Filter the records, keeping every line that has the string "closes".

***** Material provided

PR #1655, opened 2024-04-26
Stabilize resolver type code generation (codegen experimental feature)

tomhoule:
This stabilization PR does two things:

- Introduce the internal `@codegen` directive to configure codegen, replacing `@experimental(codegen: true)`. The experimental flag continues working for now but it is marked as deprecated in the SDK, so it will be a visible warning in users' IDE.
- Make the path where the generated code is written configurable.

We will need a SDK release after this is merged to expose the new configuration. In practice, it looks like this:

```ts
export default config({
  graph: g,
  codegen: {
     enabled: true,
     path: 'cat/meow'
  }
});
```

closes GB-6468
closes GB-5246
closes GB-5245
closes GB-5244

### DIFF
--- a/cli/crates/cli/tests/dev_watch.rs
+++ b/cli/crates/cli/tests/dev_watch.rs
@@ -81,3 +81,27 @@ async fn dev_watch() {
         assert!(generated_types_path.is_file());
     }
 }
+
+#[tokio::test(flavor = "multi_thread", worker_threads = 2)]
+async fn dev_watch_with_custom_codegen_path() {
+    let mut env = Environment::init();
+
+    env.grafbase_init(GraphType::Single);
+
+    env.write_schema(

**********

**Response**
closes GB-6468
closes GB-5246
closes GB-5245
closes GB-5244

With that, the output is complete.